_EXERCISE_.
The line containing "- :<- [:chats/active-chats]" marks the end: output every line of the data up to it, and that line too, exactly as written.

-------- STUDY MATERIAL --------

PR #10752, opened 2020-06-03
Fix searching name of ens contacts

cammellos:
We stopped searching for ENS names in home view. This commit restores the old behavior and simplify the `home-item` subscription.

status: ready

### DIFF
--- a/src/status_im/subs.cljs
+++ b/src/status_im/subs.cljs
@@ -969,16 +969,11 @@
 
 (re-frame/reg-sub
  :home-items
- :<- [:chats/active-chats]
  :<- [:search/home-filter]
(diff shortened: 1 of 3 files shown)


flexsurfer (approved):

churik:
@cammellos 
before it was possible to search for both values - ENS-name and 3-random name.
I.e. user with name @sergey and 3-random name `Light Bla One` can be found using `sergey` or `Light Bla One`
Can you restore this as well, if it is not too complicated?

cammellos:
@churik thanks for spotting the issue, you should be able to search for both now.

churik:
Thank you! 
Ready to be merged and cherry-picked to release 1.4

PR #10757, opened 2020-06-04
Upgrade status-go to improve indexing performance.

cammellos:
Create different index for filtering
    
The index for message was fairly inefficient as it was only using the
    cursor, as it was referring to the old `chat_id` field.
    
This meant that newer messages would be fetched much faster then older
    messages.
    
The index has been changed so that now it includes `local_chat_id`
    (which is currently used for filtering), and not using `hide`.
    
The reason being is that `hide` is a low cardinality index, so there's
    no performance benefit to have it in, also it's mostly ignored by the
    query planner.
    

status: ready


flexsurfer (approved):

cammellos:
@churik @Serhy could you have a quick look at the tests? are this genuine failures or false positives?

PR #10765, opened 2020-06-05
Set status bar style with theme

Ferossgp:
Instead of making the app full screen then changing it on js start, we can use the same theme as in the app for the Status Bar. Fixes the resize of the screen, and missing color for status bar on the app start without required login.


flexsurfer (approved):

hesterbruikman:
@Ferossgp can't install `android-e2e` build, only `android` which Jenkins doesn't seem to provide

Ferossgp:
@hesterbruikman restarted the build

hesterbruikman (approved):
Sorry for the delay! Looks good, thanks @Ferossgp

PR #10774, opened 2020-06-08
Use text inputs from Quo

### LINKED ISSUE #10787: 'Enter seed phrase input' is not centered
# Bug Report

## Problem

photo_2020-06-09 13 01 18 jpeg 2020-06-09 13-02-10

#### Expected behavior
on IOS and Android input is centered

### Reproduction

- Open Status
- Tap on Access key

### Additional Information

- Status version: release 1.4
- Operating System: iOS

Ferossgp:
Fixes #10787


src/status_im/network/ui/edit_network/views.cljs
```diff
@@ -33,31 +33,31 @@
...
-          [react/view styles/network-type
+          [react/view {:padding-vertical 8}
+           [quo/text-input
+            {:label          (i18n/label :t/name)
+             :placeholder    (i18n/label :t/specify-name)
+             :default-value  (get-in manage-network [:name :value])
+             :on-change-text #(re-frame/dispatch [::network/input-changed :name %])
+             :auto-focus     true}]]
+          [react/view {:padding-vertical 8}
+           [quo/text-input
```
flexsurfer, line 44: we should always try to have as many views as possible , why don't add a property to text-input to be able to provide styles, so you have set vertical margin for it ?

flexsurfer (approved):

src/status_im/network/ui/edit_network/views.cljs
Ferossgp: Ideally, we will have components like that: https://github.com/mobily/stacks
And we will not have hardcoded style with paddings but grids, rows, columns which will be centralized. So this concrete element should be in a `Stack` (as per library above naming), and the stack will provide vertical paddings for all its children. I do not use it for now, as I'm not convinced by its API, and wrapping it in the current version of reagent is not pretty.

flexsurfer: i mean thats cool, but i didn't find anything about performance, stack probably is cool for designers, but if we're talking about performance fewer views always better, and always better to align object itself but not by placing it into a container

Ferossgp: I do not understand what is the problems with performance, views are at almost 0 costs. It takes only bridge time, which is so minor. I haven't seen any problems, and I could not find any descriptions about the performance cost of using extra views. Do you have some benchmarks for that?

Ferossgp: Also behind the reason to wrap everything in extra view with paddings, instead of aligning object itself:
https://visly.app/blog/layout-isolated-components
https://mxstbr.com/thoughts/margin

It will become even more noticeable when we will want to support tablets.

--------

_WRITTEN SOLUTION_.
PR #10752, opened 2020-06-03
Fix searching name of ens contacts

cammellos:
We stopped searching for ENS names in home view. This commit restores the old behavior and simplify the `home-item` subscription.

status: ready

### DIFF
--- a/src/status_im/subs.cljs
+++ b/src/status_im/subs.cljs
@@ -969,16 +969,11 @@
 
 (re-frame/reg-sub
  :home-items
- :<- [:chats/active-chats]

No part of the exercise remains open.